Problem requirements: Starting at the line below holding "skips; GitHub Actions" and stopping at the line holding "Both findings addressed", print every line exactly, both ends included, and leave the rest out.

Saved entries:
PR #245, opened 2026-08-10
Name the benchmark, the metric and the result as three separate things

borgr:
> Stacked on #244 (`tests/converter-merge-gate`). **Review that one first** — its `ConverterCase` harness is what pins the output below. Diff against that branch, not main.

## What / source

Three fields, three different questions: `evaluation_name` is *what was evaluated*, `metric_config.metric_name` is *what was measured*, `evaluation_result_id` is *which result this is*. The HELM and Inspect converters were putting a generated English sentence in the first, nothing in the second, and (lm_eval) nothing in the third.

```
main (before)                                             →  this branch (after)

lm_eval  name='math_perturbed_full'                          name='math_perturbed_full'
         rid=None      metric_name=None                      rid='exact_match'  metric_name='exact_match'
         evaluation_description='exact_match'

inspect  name='accuracy on inspect_evals/cyse2_vulnerability_exploit for scorer vul_exploit_scorer'
         rid=None      metric_name=None
      →  name='inspect_evals/cyse2_vulnerability_exploit'
         rid='vul_exploit_scorer:accuracy'  metric_name='accuracy'
         evaluation_description='accuracy from scorer vul_exploit_scorer'

helm     name="exact_match valid PerturbationDescription(name='robustness', robustness=True,
               fairness=False, computed_on='worst', seed=None) on hellaswag"
         rid='exact_match:valid:robustness'  metric_name=None
      →  name='hellaswag'  rid='exact_match:valid:robustness'  metric_name='exact_match'
```

Why each of those matters:

- **`evaluation_name` is the field a registry lookup resolves against `entity_type: benchmark`.** Under the old naming, every result of one HELM run got a *different* `evaluation_name`, so nothing could group a model's records by benchmark — and the instance-level sidecar already wrote `hellaswag`, so the aggregate and its own companion file disagreed about what was evaluated.
- **Nothing is lost by dropping the sentence.** The metric, split and perturbation are exactly what `evaluation_result_id` is built from (`exact_match:valid:robustness`), which is also the sidecar's join key, and they are in `score_details.details`.
- **`evaluation_result_id` has to be unique within an evaluation, and a metric name is not.** Two Inspect scorers can both report `accuracy`; lm-eval reports each metric once per filter; HELM reports each metric on `valid` and again worst-case per perturbation family. So the id is `<scorer>:<metric>` (inspect), `<metric>[:<filter>]` (lm_eval), `<metric>:<split>[:<perturbation>]` (helm).
- **Instance rows now fan out one per aggregate result they contributed to**, as the instance schema requires, each carrying its own `evaluation_result_id` and its own scorer's score. Previously one row per sample carried one scorer's grade regardless of how many results the sample fed, so a sidecar row could not be attributed to the score it belonged to.

Two smaller fixes ride along, both in this same naming path:

- HELM's `score_details.details.perturbation` was a `repr()` of HELM's dataclass — `PerturbationDescription(name='robustness', robustness=True, …)`. It now goes through `_stat_name_part`, the same helper the id already used, and reads `robustness`.
- Inspect's `--supplemental_eval_details` could only key an `evaluation_results` entry on `evaluation_name`, which is now shared by every result of a task. Entries can key on `evaluation_result_id` (one result) or `evaluation_name` (all results of an evaluation), `evaluation_result_id` wins where both match, and **a key that selects nothing is logged instead of silently ignored** — the old behaviour, where a typo'd key looked like a working supplement.

`metric_id` is deliberately *not* set here; that is the next PR in the stack.

## Review lane

- [ ] Fast
- [x] **Needs a human** — a material change in outcome: the same input now produces different `evaluation_name`, `metric_name` and `evaluation_result_id` values, and a different number of sidecar rows. Records already published under the old naming will not match new ones on `evaluation_name`.

Design agreed in: not yet — this is the PR that raises it. The schema's own field descriptions are the argument (`evaluation_name` = the eval, `metric_name` = the metric), and `AGENTS.md` already lists "`metric_name` is a metric" as a spot-check, so I do not think the *direction* is in question. What needs a maintainer is the **migration**: whether previously-published HELM/Inspect records in `EEE_datastore` get reconverted, and whether `evaluation_result_id` values are considered stable identifiers that this changes.

## Checklist

- [x] `uv run python -m every_eval_ever validate <files>` clean, **no warnings**, at the final `data/<collection>/<dev>/<model>/` path — asserted by the harness this stacks on, over all three converters
- [x] every unconvertible source row is in `adapter_reports/` with a non-zero exit — unchanged by this PR
- [x] offline unit test added + full `uv run pytest tests` green — core 416 passed / 28 skipped, full 485 passed / 1 skipped
- [ ] **model/benchmark ids** — `evaluation_name` is now the upstream benchmark id (`hellaswag`, `inspect_evals/cyse2_vulnerability_exploit`), which is what a registry lookup needs, but this PR does not claim those all resolve. Metric ids are the next PR.
- [x] content spot-checked — scores and sample counts are byte-identical before/after; only names and ids move. `evaluation_id` is unaffected.

The new `ConverterCase` fields are the enforcement, so this is not prose you have to trust:

- `metric_names` pins the distinct `metric_config.metric_name` per converter — a metric that goes back to being unnamed, or lands in `evaluation_name`, fails by name.
- `scores` is keyed on `evaluation_name` + `evaluation_result_id`, which is only unique *because* of this change.
- `sidecar_rows` pins the fan-out (inspect 1 sample × 3 results = 3 rows; helm 10 instances × 8 `valid` results = 80) and that `total_rows` matches the rows actually written.

## Decisions & coverage

- Decision / where: `evaluation_result_id` = `<scorer>:<metric>` for inspect, `<metric>[:<filter>]` for lm_eval, in each converter's `utils.py`.
  Chose / instead of: the metric name alone, which is shorter and reads better.
  Confidence: high — it is not unique. Two Inspect scorers reporting `accuracy`, or one lm-eval metric under two filters, would collide, and the sidecar join key would become ambiguous.
  General? yes — any converter whose harness reports a metric more than once per evaluation needs a qualified id.
- Decision / where: the scorer goes to `evaluation_description` rather than into `evaluation_name`, in `converters/inspect/utils.py`.
  Chose / instead of: `evaluation_name = '<task> - <scorer>'`, which keeps every result distinctly named.
  Confidence: high — that is what made the old naming unusable; the scorer is a property of the measurement, not of the benchmark.
  General? yes.
- Decision / where: a `supplemental_eval_details` key that matches no result is logged as a warning, not an error, in `converters/inspect/supplemental_eval_details.py`.
  Chose / instead of: failing the conversion.
  Confidence: medium — a supplement written against one log and reused across a directory of logs will legitimately not match everything. A warning surfaces the typo case without breaking the batch case; if maintainers would rather this be fatal, it is a one-line change.
  General? yes.
- Decision / where: `metric_id` left unset in this PR.
  Chose / instead of: resolving ids here, since this is already the metric-naming PR.
  Confidence: high — id resolution needs a registry revision pin, a hand-verified map and a checker; that is its own reviewable unit, stacked next.
  General? no.

**Coverage:** same records, same scores, same values — 2 lm_eval results, 3 inspect, 24 helm, as before. Nothing dropped. What changes is the naming of those records and the instance-row fan-out (inspect 1 → 3 rows, helm 10 → 80).

**Operator asked about policy calls?** Yes, one, and it is the reason for the needs-a-human label: this renames fields in already-published data. Whether `EEE_datastore` records are reconverted, and whether `evaluation_result_id` is treated as a stable external identifier, is a maintainer call, not mine.


every_eval_ever/converters/lm_eval/instance_level_adapter.py
```diff
@@ -137,21 +145,13 @@ def _transform_sample(
...
-                    break
-
-        if score is None:
-            score = 0.0
-            is_correct = False
+        scored = [
+            (metric_name, float(sample[metric_name]))
+            for metric_name in metrics
+            if isinstance(sample.get(metric_name), (int, float))
+            and not isinstance(sample.get(metric_name), bool)
```
mrshu, line 153: **RAV-RUN1-R1-F001 [medium] — suggestion:** It may be helpful to keep boolean metric contributions in this fan-out. The aggregate path accepts `bool` through Python's numeric hierarchy, so excluding it here turns a valid `true` contribution into an unjoined synthetic `0.0` row. Normalizing booleans to `1.0`/`0.0` would preserve the new result-ID join while leaving the fallback for genuinely non-numeric values.

every_eval_ever/converters/inspect/utils.py
```diff
@@ -508,26 +573,40 @@ def apply_supplemental_eval_details(
         )
 
     result_supplements = supplemental_eval_details.evaluation_results or []
-    named_supplements = {
-        supplement.evaluation_name: supplement
+    by_result_id = _key_supplements(result_supplements, 'evaluation_result_id')
+    by_evaluation_name = _key_supplements(result_supplements, 'evaluation_name')
```
mrshu, line 591: **RAV-RUN1-R1-F002 [medium] — suggestion:** Could entries with an `evaluation_result_id` be excluded from this name index (or could the model reject both selectors together)? As written, one dual-key entry first matches its specific result by ID, then matches sibling results through the shared evaluation name. A small two-result test would make the intended precedence especially clear.

mrshu (commented):
# ⚒️ review-anvil report

**Review decision:** COMMENT — This is a thoughtful separation of benchmark,
metric, and result identity, and the exact-head tests plus all four CI matrices
are green. Two edge cases look worth tightening as constructive follow-ups.
**Result:** Aggregate results and instance rows now have substantially clearer,
joinable identities across lm-eval, Inspect, and HELM.
**Scope:** Renames result fields, adds metric-aware instance fan-out, and extends
Inspect supplemental-result selectors.
**Checks:** 6 concerns checked; 2 newly introduced issues confirmed and 4
pre-existing or out-of-scope concerns set aside.
**Second check:** targeted, 2 Codex reviewers; both kept the same 2 actionable
findings and bounded the remaining candidates by base/head provenance.

## Earlier review comments

None.

## What I noticed

|---|---|---|---|---|
| RAV-RUN1-R1-F001 | medium | lm-eval boolean metrics | `every_eval_ever/converters/lm_eval/instance_level_adapter.py:153` | The new fan-out excludes boolean sample metrics even though the aggregate converter accepts them as numeric. A boolean-only metric therefore produces an aggregate result but falls back to an unjoined sidecar row with score `0.0`. (inline) |
| RAV-RUN1-R1-F002 | medium | Inspect supplemental selectors | `every_eval_ever/converters/inspect/utils.py:577` | A supplement containing both `evaluation_result_id` and `evaluation_name` is indexed under both keys. It can first select one result by ID and then also apply to every sibling with the same evaluation name. (inline) |

## Things to try

- **[medium] lm-eval boolean metrics** — Normalize boolean contributions to
  `1.0` or `0.0` and emit their regular metric/filter result ID, reserving the
  unjoined fallback for values that truly cannot be represented as scores.
  (`RAV-RUN1-R1-P001`; covers `RAV-RUN1-R1-F001`)
- **[medium] Inspect supplemental selectors** — Make the two selectors mutually
  exclusive during validation, or keep entries with an
  `evaluation_result_id` out of the evaluation-name index. A two-result
  regression test would nicely pin the chosen precedence rule.
  (`RAV-RUN1-R1-P002`; covers `RAV-RUN1-R1-F002`)

- The lm-eval filter suffix in `evaluation_name`, Inspect's scorer-answer use
  in `output.raw`, and its positive-score `is_correct` rule all reproduce in
  the stacked base. The new fan-out makes the latter two more visible, but this
  review does not present them as regressions introduced here.
- HELM's answer-attribution method is outside this PR: the relevant instance
  adapter has no base-to-head diff.

<details>

- Target: PR #245 at `c46eec389e3ddb15f1eef37728980f32d35ab0da`
  (15 files, +919/-239)
- Run ordinal: 1
- Mix: 3 Codex reviewers
- Focus: converter identity semantics, instance-to-aggregate joins,
  supplemental selector behavior, and positive suggestion-oriented language
- Verification: exact-head focused converter run — 32 passed, 14 optional-extra
  skips; GitHub Actions passed all four core/full locked/loose matrices
- Checks: concerns=6; confirmed=2/set-aside=4/ruled-out=0
- Second check: targeted; reviewers=2; kept=2/bounded=4; approval changed no

</details>

---

borgr:
Both findings addressed — one implemented, one left as is with reasoning.

**RAV-RUN1-R1-F002 — supplement entry indexed under both keys.** Fixed (`f1b672358`). An entry that set both `evaluation_result_id` and `evaluation_name` landed in both selection indices, so it applied to its own result by id and, through the shared name, to that result's siblings — a supplement scoped to one result silently fanned out over the whole evaluation. That single entry is now rejected with an error that names the ambiguity, rather than resolved to a surprising union; both behaviours stay available as two separate entries (a name entry for all, an id entry to override one). A two-result regression test pins the rejection.

**RAV-RUN1-R1-F001 — boolean sample metrics excluded from the fan-out.** Left as is for now. The exclusion is intentional and pinned by `test_instance_level_non_numeric_metrics_only`: a sample whose declared metrics are `verdict: 'correct'` and `passed: True` yields a single sidecar row with `evaluation_result_id=None`, and both raw values stay recoverable from `metadata['lm_eval_metrics']`. Normalizing booleans to `1.0`/`0.0` and emitting a joinable id would reverse that test.

Your asymmetry point is fair — the aggregate converter does accept booleans as numeric. We're keeping the instance side conservative on purpose: it mints a joinable score only for values already numeric on the sample, and preserves everything else verbatim in metadata rather than deciding that a boolean flag named in `metrics` is the aggregated quantity. If you have a concrete case where the boolean metric has a real aggregate result and the null-id sidecar row blocks a join someone needs, that's the signal to change it — happy to take it up then.

borgr:
Reviewed the 2 unresolved automated review threads against the current head. The dual-selector concern (`inspect/utils.py:591`) is already handled — a `both_selectors` guard raises when an entry sets both, so resolving that one.

Leaving open as an author decision: booleans are excluded from the instance-level fan-out (`instance_level_adapter.py:153`) while the aggregate path accepts them via the numeric hierarchy, so a per-sample `true` becomes an unjoined synthetic `0.0` row in the result-id join this PR adds. Whether to normalize bool→1.0/0.0 there is a design call; I'll settle it separately.

every_eval_ever/converters/lm_eval/instance_level_adapter.py
borgr: Fixed in 5990328e6. Dropped the bool exclusion in the instance-level converter: `float(True)`/`float(False)` canonicalizes a per-sample bool to 1.0/0.0, matching what the aggregate path already does (Python bool is an int), so the sample emits a real joined row instead of the synthetic `(None, 0.0)` fallback. On your second point — the "canonicalize, don't invent" principle was implicit (in test names and the coverage-vs-fill rule) but not stated as a general rule, so I added it to the conversion skill (SKILL.md, "The one rule: canonicalize, never invent"): reshaping a value the source carries is expected; manufacturing one it lacks is not.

Exercise output:
  skips; GitHub Actions passed all four core/full locked/loose matrices
- Checks: concerns=6; confirmed=2/set-aside=4/ruled-out=0
- Second check: targeted; reviewers=2; kept=2/bounded=4; approval changed no

</details>

---

borgr:
Both findings addressed — one implemented, one left as is with reasoning.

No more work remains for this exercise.